## Task statement
The listing is to be reproduced in full, with no character altered.

## Data block
══════

PR #1488, opened 2016-02-11
Added specific EnumPPIO for handling enum parameter types.

jdeolive:
I made this change as part of a pull request pending, but I thought I would break it out separately.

══════

## Response box
PR #1488, opened 2016-02-11
Added specific EnumPPIO for handling enum parameter types.

jdeolive:
I made this change as part of a pull request pending, but I thought I would break it out separately.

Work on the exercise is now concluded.